The eTC also sensitized me to the need to produce accessible instructional materials (e.g. materials compatible with screen readers for the visually impaired). I decided to expand my use of Pandoc-flavored Markdown and the Pandoc tools for producing materials in a variety of accessible formats (HTML, LaTeX/PDF).
In Summer 2016, I had materials in a variety of formats. The Notes on Functional Programming with Haskell used LaTeX, BibTeX, and makeIndex. This is a great format for producing printed scientific documents, but not as good for display on the Web. Some of my other materials used HTML, which is great for the Web, but not for printed documents. I also had some material in Microsoft Office formats, Pandoc-flavored Markdown, and plain text (e.g. program comments).
Pandoc-flavored Markdown offered a means for achieving both greater flexibility and greater accessibility. Of course, sometimes I have to compromise on the appearance in some formats.
The Pandoc tool uses a language-processing approach, is implemented in Haskell, and supports Lua as its builtin scripting language. So it is a good fit for this textbook project. I thank John MacFarlane and many others who have developed and maintained the excellent Pandoc tools.
In Spring and Summer 2017, I combined the efforts from the previous years and sought to expand the Haskell-based functional programming course materials to include materials for the interpreter-based approach to the programming languages course and new Haskell-related material on type classes.
I redirected the work from developing materials for an online course to developing a textbook for the types of courses I describe in the “Course 1 and Course 2” section above.

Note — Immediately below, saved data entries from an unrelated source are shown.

PR #60, opened 2020-11-09
Update to uniffi v0.5.0

rfk:
This makes the crate compatible with Rust v1.43, which is required
for vendoring into application-services.


rfk:
(This PR obviously won't pass CI until `v0.5.0 is released, ref https://github.com/mozilla/uniffi-rs/pull/346)

travis79 (approved):

dmose:
Cargo.lock is still pointing to all the 0.4 versions of the uniffi* stuff.  I suspect now that uniffi 0.5 is on crates.io, running it again will update things.

dmose (approved):
Running Cargo.lock fixed things right up!  r=dmose, and I'm going to push it now so that I can update my patch stack.

PR #61, opened 2020-11-09
Implement transactions and the choice of the rkv back-end via features.

mhammond:
There's a bit of duplication here that isn't ideal, but I think this is fairly reasonable - happy to play with other approaches though.

### DIFF
--- a/nimbus/src/persistence.rs
+++ b/nimbus/src/persistence.rs
@@ -15,14 +15,123 @@ use rkv::StoreOptions;
 use std::fs;
 use std::path::Path;
 
+// Inspired by Glean - use a feature to choose between the backends.
+// Select the LMDB-powered storage backend when the feature is not activated.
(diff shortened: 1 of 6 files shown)


eoger (approved):
LGTM, I'm wondering is we are ever going to use the lmdb mode for rkv?

dmose (approved):
I don't think I really have enough context to give useful feedback here.  I eyeballed the patch, and nothing jumped out at me, so that's something... :-)

nimbus/src/persistence.rs
```diff
@@ -15,14 +15,123 @@ use rkv::StoreOptions;
 use std::fs;
 use std::path::Path;
 
+// Stolen from glean - use a feature to choose between the backends.
```
travis79, line 18: Glean freely gives ;)
```suggestion
// Inspired by glean - use a feature to choose between the backends.
```

dmose (approved):

PR #294, opened 2022-08-18
[HOTFIX] Fix bad npm registry

dyst5422:
* **Review:** By commit  

## Description

When I updated the user code runner, my npm registry was set to JPL artifactory, so that got encoded into the package-lock files. This fixes that blunder.

Also locks version for typescript-json-schema to work around a dependency error with the 0.53.1 version

### DIFF
--- a/merlin-server/constraints-dsl-compiler/package-lock.json
+++ b/merlin-server/constraints-dsl-compiler/package-lock.json
@@ -19,30 +19,43 @@
         "@types/node": "^17.0.21"
       }
     },
-    "node_modules/@cspotcode/source-map-consumer": {
-      "version": "0.8.0",
-      "resolved": "https://registry.npmjs.org/@cspotcode/source-map-consumer/-/source-map-consumer-0.8.0.tgz",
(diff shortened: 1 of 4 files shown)


goetzrrGit (commented):
These files were deleted but don't we want to create new lock files?

dyst5422:
> These files were deleted but don't we want to create new lock files?

🤦 ~amended the commit~ - ~ugh why is this such a PITA, gimme a sec~ - THERE WE GO

goetzrrGit (commented):
That looks better :D One more question what about the command-expansion-server lock file? Was that one not messed up?

dyst5422:
This has turned into a dependency nightmare. I think I've got it right this time.

dyst5422:
> That looks better :D One more question what about the command-expansion-server lock file? Was that one not messed up?

Great question. I have no idea. It's clearly right here https://github.com/NASA-AMMOS/aerie/blob/hotfix/bad-npm-source/command-expansion-server/package-lock.json#L1046

Perhaps I had already installed the 0.3.1 locally on a different day when my registry was correctly set and so the package-lock didn't change.

dyst5422:
@goetzrrGit finally got it

skovati (approved):
🥵

goetzrrGit (approved):
Merge, Merge, Merge

PR #298, opened 2022-08-23
[AERIE-1997] Add custom PR logic action

skovati:
* **Tickets addressed:** AERIE-1997
* **Review:** By commit  

## Description

The following is a description of the underlying action, as this PR just brings [aerie-pr-action](https://github.com/NASA-AMMOS/aerie-pr-action) into the `aerie` repo.

`aerie-pr-action` currently does two main things. On PR creation it will automatically assign the PR opener as the assignee. This is done so that Github assignees are treated akin to Jira assignees, i.e. the person mainly responsible for commits, testing, and pushing the PR over the finish line.

Secondly, on label or unlabed triggers, this action will automatically give one PR approval to PRs labeled with either `documentation` or `hotfix`. This is done so that the PR will only need one additional approval from a "real human" i.e. codeowner, speeding up the merge velocity for small PRs.

Architecturally, this action was designed to be somewhat monolithic, i.e. it handles multiple paths of custom logic and switches based on the type of trigger event, e.g. `opened` or `labeled`. This was done so that we could easily add new logic to this action, e.g. commenting a welcome message with a link to `CONTRIBUTING.md` for PRs opened by new contributors, without having to create and add several new actions to `aerie` workflows.

## Verification

Lots of manual verification. Testing framework has been setup for the underlying action, which can be added to as we add more custom logic. 

## Documentation

None invalidated, although this new functionality could be documented in e.g. `CONTRIBUTING.md` for new open source contributors.

## Future work

Any additional custom PR logic we desire can be added to this action.

### DIFF
--- a/.github/workflows/pr.yml
+++ b/.github/workflows/pr.yml
@@ -1,0 +1,14 @@
+name: "Aerie PR Action"
+on:
+  pull_request:
+    types:
+      - opened
+      - synchronize
+      - ready_for_review
+      - labeled
+      - unlabeled
+jobs:
+  pr_logic:
+    runs-on: ubuntu-latest
+    steps:
+      - uses: nasa-ammos/aerie-pr-action@main


skovati:
I added the `hotfix` label temporarily to demo the automatic approval by the `github-actions` bot, now this PR would just need one approval from a codeowner to be merged in.

.github/workflows/pr.yml
```diff
@@ -0,0 +1,14 @@
+name: "Aerie PR Logic"
```
camargo: I'm wondering if we should just call this `Aerie PR Action` to reflect that is what is being used here.

camargo (approved):

.github/workflows/pr.yml
skovati: Good call, change has been made

mattdailis:
I really like this functionality. I worry that it could incentivize us to use the "HOTFIX" label inappropriately (also - small changes can break things just as easily as big changes), but we'll just need to keep each other honest about that :+1:

skovati:
> I really like this functionality. I worry that it could incentivize us to use the "HOTFIX" label inappropriately (also - small changes can break things just as easily as big changes), but we'll just need to keep each other honest about that 👍

@mattdailis I totally agree, that was my main concern making it label based, but I couldn't think of a good heuristic that could categorize PRs as hotfixes otherwise. It'll just have to be an "on your honor" kind of thing...

pcrosemurgy (approved):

In Fall 2017, I taught CSci 450 from the 2017 version of the textbook. Given my more mature materials, it worked better than the Lua-based course the previous year. But that effort identified the need for additional work on the textbook: shorter, more focused chapters, some explicit discussion of software testing, more attention to the language-processing issues, etc.

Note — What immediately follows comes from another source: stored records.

PR #300, opened 2022-08-25
[AERIE 1815] Replace org.json dependency with javax.json.JsonObject dependency

Mythicaeda:
* **Tickets addressed:** AERIE-1815
* **Review:** By commit  

## Description

When we write to the typescript compiling node process, we were using several calls to `org.json.JSONObject.quote()` to build up a string describing a JSON. This replaces those calls by using `javax.json` to build a `JsonObject` with the same entries. This also removes any references to `org.json` from the gradle files.

## Verification

- Ran the gradle tests
- Built the project and did a visual comparison between the output of both the original and the new techniques, confirming that they are functionally identical.

## Future work

We ought to consider giving `SchedulingDSLCompilationService.compileSchedulingGoalDSL()` and `ConstraintsDSLCompilationService.compileConstraintsDSL()` a timeout and/or the ability to be interrupted, because as of right now they block on `output.readline()` indefinitely until the node process outputs a new-line-terminated string.

### DIFF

I thank my Fall 2017 and Fall 2018 TA for CSci 450, Kyle Moore, for his suggestions and corrections in a number of areas. I also thank the Spring 2017 Multiparadigm Programming (CSci 556) and Fall 2017 CSci 450 students for their feedback on the textbook materials.
I thank my long-time colleague, and current Department Chair, Dawn Wilkins, for her general suggestions on the CSci 450 course and the textbook and for the Department’s continued support of my textbook writing efforts.

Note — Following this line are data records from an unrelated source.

PR #301, opened 2022-08-26
[FIX] Fix scheduler

adrienmaillard:
* **Tickets addressed:** FIX
* **Review:** By commit  

## Description

While trying to reproduce AERIE-1904, I found two issues that make the scheduler currently broken :
- it was possible to set the arguments of an activity instance by directly assigning to a map. Thus it was possible to pass an immutable map. We expect these maps to be mutable. 
- when the user creates an activity with a controllable duration and does not set its duration, the scheduler was updating its duration after running scheduling because it was not pulling effective arguments. 

Here is what I (with help from @mattdailis) have done (4 commits):
- clear and putall arguments of activity instance instead of copying the reference of passed maps. 
- use effective arguments in the scheduler which gets default values in case the user has not set some 
- prevent the scheduler from updating and deleting activities. Originally, the intent was to be general but it is not supposed to be supported yet. 
- add a test for this particular case in the e2e-tests 

## Verification

Manual testing of the scheduler via the aerie-ui + a new test in e2e-tests.

## Documentation

None.

## Future work

None.

### DIFF
--- a/scheduler-server/src/main/java/gov/nasa/jpl/aerie/scheduler/server/services/GraphQLMerlinService.java
+++ b/scheduler-server/src/main/java/gov/nasa/jpl/aerie/scheduler/server/services/GraphQLMerlinService.java
@@ -4,6 +4,7 @@ import gov.nasa.jpl.aerie.json.BasicParsers;
 import gov.nasa.jpl.aerie.merlin.driver.ActivityInstanceId;
 import gov.nasa.jpl.aerie.merlin.protocol.types.Duration;
 import gov.nasa.jpl.aerie.merlin.protocol.types.DurationType;
+import gov.nasa.jpl.aerie.merlin.protocol.types.InvalidArgumentsException;
 import gov.nasa.jpl.aerie.merlin.protocol.types.SerializedValue;
 import gov.nasa.jpl.aerie.merlin.protocol.types.ValueSchema;
 import gov.nasa.jpl.aerie.scheduler.model.ActivityInstance;
@@ -240,7 +241,7 @@ public record GraphQLMerlinService(URI merlinGraphqlURI) implements PlanService.
    */
   @Override
   public MerlinPlan getPlanActivityDirectives(final PlanMetadata planMetadata, final Problem problem)
-  throws IOException, NoSuchPlanException, PlanServiceException, InvalidJsonException
+  throws IOException, NoSuchPlanException, PlanServiceException, InvalidJsonException, InvalidArgumentsException
   {
     final var merlinPlan = new MerlinPlan();
     final var request =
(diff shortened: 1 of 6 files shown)


scheduler/src/main/java/gov/nasa/jpl/aerie/scheduler/model/ActivityInstance.java
```diff
@@ -362,15 +362,15 @@ public Map<String, VariableArgumentComputer> getVariableArguments() {
    * @param arguments a name/value map of arguments
    */
   public void setArguments(Map<String, SerializedValue> arguments) {
-    this.arguments = arguments;
+    this.arguments.putAll(arguments);
```
mattdailis, line 384: Is setArguments expected to remove all existing arguments, or is it an overlay?

E.g. if this.arguments has { "a": 1 }, and we call setArguments({ "b": 2 }), do we expect the arguments to have both keys, or just "b"? The current implementation will have both keys.

scheduler-server/src/main/java/gov/nasa/jpl/aerie/scheduler/server/services/GraphQLMerlinService.java
```diff
@@ -436,23 +436,32 @@ public void updateActivityDirective(
...
-          update_activity_directive_by_pk(pk_columns: {id: $id, plan_id: $planId}, _set: {arguments: $arguments, start_offset: $startOffset, source_scheduling_goal_id: $goalId}) {
-            affected_rows
+    String query;
+    final var variables = Json.createObjectBuilder()
+                    .add("id", instanceId.id())
+                    .add("planId", planId.id())
+                    .add("arguments", arguments.build())
+                    .add("startOffset", activity.startTimestamp().toString());
+    if(goalId != null) {
+      query = """
```
dyst5422: I would expect that we can have a null value for goalId and use the same query in both cases. We just need to do a null check before calling `.id()`.

scheduler/src/main/java/gov/nasa/jpl/aerie/scheduler/model/ActivityInstance.java
mattdailis: The two options I see here are either clearing the map before calling `putAll` (if it's important that the reference remain the same)
```suggestion
    this.arguments.clear();
    this.arguments.putAll(arguments);
```

Or, if it's okay to create a new reference, we could simply create a new map:
```suggestion
    this.arguments = new HashMap<>(arguments);
```

scheduler-server/src/main/java/gov/nasa/jpl/aerie/scheduler/server/services/GraphQLMerlinService.java
mattdailis: It sounds like we might not even need a null check, as long as the json object builder accepts `.add("goalId", null)`. If so, I recommend dropping the second commit.

Side note: the `updateActivityDirective` shouldn't be called unless the scheduler is updating an activity that's already in the plan, right? So in theory, even if it's broken, none of our codepaths should trigger it. If we are hitting that codepath, that means we have another issue upstream. 🤔

Twisol: https://docs.oracle.com/javaee/7/api/javax/json/JsonObjectBuilder.html

> This class does not allow null to be used as a name or value while building the JSON object

The docs are admittedly outdated, but for some reason my IntelliJ won't let me jump to the sources -- just to decompiled bytecode. Anyway, this matches my understanding last I looked.

scheduler/src/main/java/gov/nasa/jpl/aerie/scheduler/model/ActivityInstance.java
adrienmaillard: You are right, it should remove existing arguments. I'll make the change.

scheduler-server/src/main/java/gov/nasa/jpl/aerie/scheduler/server/services/GraphQLMerlinService.java
adrienmaillard: Finally, these changes have been reverted. I have also commented calls to delete and update. If we end up in this branch anyway, we'll get an exception, the scheduler is not supposed to do that (yet).

adrienmaillard:
I have pushed new commits and updated the description of this PR.

mattdailis (approved):

dyst5422 (approved):
I suspect I introduced this bug, so thanks for cleaning up after me!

I also thank Armando Suarez, my Spring 2018 TA for Senior Project and student in Software Language Engineering that semester, for his suggestions on my materials and approach to those courses—some of which I have applied to this textbook and its associated courses.
In 2018, I began restructuring the 2017 version of the textbook to better meet the needs of the CSci 450 course. I changed the title to Exploring Languages with Interpreters and Functional Programming.
I incorporated additional chapters from the Notes on Functional Programming with Haskell and other materials that had not been previously included. I am also developing new chapters on software testing, the language processing pipeline, and the Imperative Core language interpreter. I plan to develop additional interpreters, such as one for a Scheme-like language.
Because of this project, I have come to appreciate how much time, effort, and attention to detail must be invested to develop a good programming language organization textbook. I think Samuel Kamin, Robert Sebesta, Michael Scott, Norman Ramsey, Shriram Krishnamurthi, and other authors for their investment in writing and updating their books.
As I have noted above, I maintain this preface as text in Pandoc’s dialect of Markdown using embedded LaTeX markup for the mathematical formulas and then translate the document to HTML, PDF, and other forms as needed.